▶ To do:
Using the records below, transcribe word for word the stretch from the line that contains "Since TWCC sequence" through the line that contains "This sounds like", both end lines included, and nothing else.

[Saved data entries]

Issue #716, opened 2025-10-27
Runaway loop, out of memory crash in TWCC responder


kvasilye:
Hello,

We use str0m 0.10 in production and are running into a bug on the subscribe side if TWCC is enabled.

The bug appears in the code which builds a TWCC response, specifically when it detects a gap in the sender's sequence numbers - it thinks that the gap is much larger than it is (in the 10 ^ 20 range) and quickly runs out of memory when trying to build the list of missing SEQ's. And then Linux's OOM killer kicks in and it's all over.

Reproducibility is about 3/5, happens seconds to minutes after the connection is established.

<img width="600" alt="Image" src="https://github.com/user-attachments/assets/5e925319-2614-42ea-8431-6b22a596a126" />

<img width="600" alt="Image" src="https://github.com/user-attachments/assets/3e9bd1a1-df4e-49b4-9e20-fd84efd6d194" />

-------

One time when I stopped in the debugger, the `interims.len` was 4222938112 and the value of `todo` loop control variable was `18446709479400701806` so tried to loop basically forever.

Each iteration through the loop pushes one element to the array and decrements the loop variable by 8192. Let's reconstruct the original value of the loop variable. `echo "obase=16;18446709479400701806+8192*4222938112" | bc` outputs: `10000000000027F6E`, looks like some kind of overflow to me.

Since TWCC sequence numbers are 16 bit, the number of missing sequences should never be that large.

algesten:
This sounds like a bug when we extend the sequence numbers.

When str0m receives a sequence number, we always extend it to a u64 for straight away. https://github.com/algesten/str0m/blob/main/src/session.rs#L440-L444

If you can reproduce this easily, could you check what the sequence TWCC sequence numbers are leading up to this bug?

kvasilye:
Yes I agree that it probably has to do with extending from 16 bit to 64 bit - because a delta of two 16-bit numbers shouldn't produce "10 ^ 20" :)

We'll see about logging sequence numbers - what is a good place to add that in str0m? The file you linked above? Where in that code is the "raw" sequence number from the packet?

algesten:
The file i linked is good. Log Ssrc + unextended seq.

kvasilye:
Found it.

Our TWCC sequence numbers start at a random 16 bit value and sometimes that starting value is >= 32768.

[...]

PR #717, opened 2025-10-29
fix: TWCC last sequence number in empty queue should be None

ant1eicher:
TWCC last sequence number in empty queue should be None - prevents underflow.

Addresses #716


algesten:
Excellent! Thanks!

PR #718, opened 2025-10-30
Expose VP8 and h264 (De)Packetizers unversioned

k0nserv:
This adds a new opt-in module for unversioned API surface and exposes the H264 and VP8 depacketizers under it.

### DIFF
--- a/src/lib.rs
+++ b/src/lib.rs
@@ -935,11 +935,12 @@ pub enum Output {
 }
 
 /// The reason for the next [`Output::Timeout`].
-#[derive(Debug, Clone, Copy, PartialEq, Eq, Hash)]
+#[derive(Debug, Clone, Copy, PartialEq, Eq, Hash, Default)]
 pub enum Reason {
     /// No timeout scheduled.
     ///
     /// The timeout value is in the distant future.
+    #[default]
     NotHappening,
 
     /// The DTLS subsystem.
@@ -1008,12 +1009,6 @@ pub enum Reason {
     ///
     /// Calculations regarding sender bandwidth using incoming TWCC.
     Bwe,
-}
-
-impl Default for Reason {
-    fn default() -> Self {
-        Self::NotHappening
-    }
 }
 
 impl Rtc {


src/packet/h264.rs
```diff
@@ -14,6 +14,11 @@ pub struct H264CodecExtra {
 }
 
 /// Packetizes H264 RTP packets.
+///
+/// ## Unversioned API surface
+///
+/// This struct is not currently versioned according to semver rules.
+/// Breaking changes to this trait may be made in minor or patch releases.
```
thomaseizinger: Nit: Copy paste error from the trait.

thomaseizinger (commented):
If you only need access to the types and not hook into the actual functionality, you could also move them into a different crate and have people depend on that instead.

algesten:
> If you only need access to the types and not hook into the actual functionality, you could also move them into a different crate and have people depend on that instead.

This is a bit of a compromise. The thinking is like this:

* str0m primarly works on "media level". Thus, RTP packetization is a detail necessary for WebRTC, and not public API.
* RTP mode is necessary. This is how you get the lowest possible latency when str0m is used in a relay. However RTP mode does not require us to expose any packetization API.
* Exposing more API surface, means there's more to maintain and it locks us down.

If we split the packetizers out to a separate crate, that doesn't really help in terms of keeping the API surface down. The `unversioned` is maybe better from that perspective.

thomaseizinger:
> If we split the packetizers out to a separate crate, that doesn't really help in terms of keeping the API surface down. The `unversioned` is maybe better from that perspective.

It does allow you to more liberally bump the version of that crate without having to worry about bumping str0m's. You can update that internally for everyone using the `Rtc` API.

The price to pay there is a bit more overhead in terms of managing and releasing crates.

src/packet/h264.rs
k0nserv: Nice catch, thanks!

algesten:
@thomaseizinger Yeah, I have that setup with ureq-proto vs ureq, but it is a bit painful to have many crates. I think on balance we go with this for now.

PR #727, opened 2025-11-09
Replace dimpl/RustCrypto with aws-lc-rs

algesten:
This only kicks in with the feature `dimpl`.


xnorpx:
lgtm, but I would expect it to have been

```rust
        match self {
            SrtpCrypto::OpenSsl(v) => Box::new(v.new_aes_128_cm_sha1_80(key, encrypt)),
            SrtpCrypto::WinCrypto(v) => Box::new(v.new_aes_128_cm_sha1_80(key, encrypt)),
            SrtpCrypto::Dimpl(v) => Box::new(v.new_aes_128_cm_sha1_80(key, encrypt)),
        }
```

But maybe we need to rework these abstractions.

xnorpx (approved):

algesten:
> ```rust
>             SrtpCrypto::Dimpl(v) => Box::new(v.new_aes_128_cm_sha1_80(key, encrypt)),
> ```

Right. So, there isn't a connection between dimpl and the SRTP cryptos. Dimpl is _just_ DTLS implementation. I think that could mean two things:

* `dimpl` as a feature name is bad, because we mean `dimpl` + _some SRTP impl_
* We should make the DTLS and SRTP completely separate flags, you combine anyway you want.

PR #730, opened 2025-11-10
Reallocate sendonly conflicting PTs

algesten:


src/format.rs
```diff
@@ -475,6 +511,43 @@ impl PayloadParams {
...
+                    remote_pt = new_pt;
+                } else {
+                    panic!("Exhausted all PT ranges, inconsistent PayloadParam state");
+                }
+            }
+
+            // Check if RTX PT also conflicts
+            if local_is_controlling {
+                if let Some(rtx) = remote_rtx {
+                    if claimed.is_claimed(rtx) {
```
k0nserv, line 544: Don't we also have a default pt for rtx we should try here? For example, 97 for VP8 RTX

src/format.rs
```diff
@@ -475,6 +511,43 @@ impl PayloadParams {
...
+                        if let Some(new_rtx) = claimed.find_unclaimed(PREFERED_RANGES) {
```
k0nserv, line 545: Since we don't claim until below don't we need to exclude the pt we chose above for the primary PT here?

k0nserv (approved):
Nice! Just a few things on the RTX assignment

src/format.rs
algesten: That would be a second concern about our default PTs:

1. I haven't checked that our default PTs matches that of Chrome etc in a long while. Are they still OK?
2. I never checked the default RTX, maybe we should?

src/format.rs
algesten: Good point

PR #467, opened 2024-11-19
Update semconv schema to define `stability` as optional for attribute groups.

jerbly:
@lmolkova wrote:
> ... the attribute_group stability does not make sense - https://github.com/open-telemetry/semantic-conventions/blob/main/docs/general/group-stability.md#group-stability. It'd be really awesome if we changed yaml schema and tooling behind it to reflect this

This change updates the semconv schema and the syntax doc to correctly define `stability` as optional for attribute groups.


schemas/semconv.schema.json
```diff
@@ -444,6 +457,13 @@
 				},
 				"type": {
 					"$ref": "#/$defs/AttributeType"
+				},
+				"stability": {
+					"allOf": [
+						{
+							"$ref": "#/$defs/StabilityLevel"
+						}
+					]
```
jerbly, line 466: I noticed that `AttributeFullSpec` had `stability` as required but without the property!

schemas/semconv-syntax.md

▶ Answer area:
Since TWCC sequence numbers are 16 bit, the number of missing sequences should never be that large.

algesten:
This sounds like a bug when we extend the sequence numbers.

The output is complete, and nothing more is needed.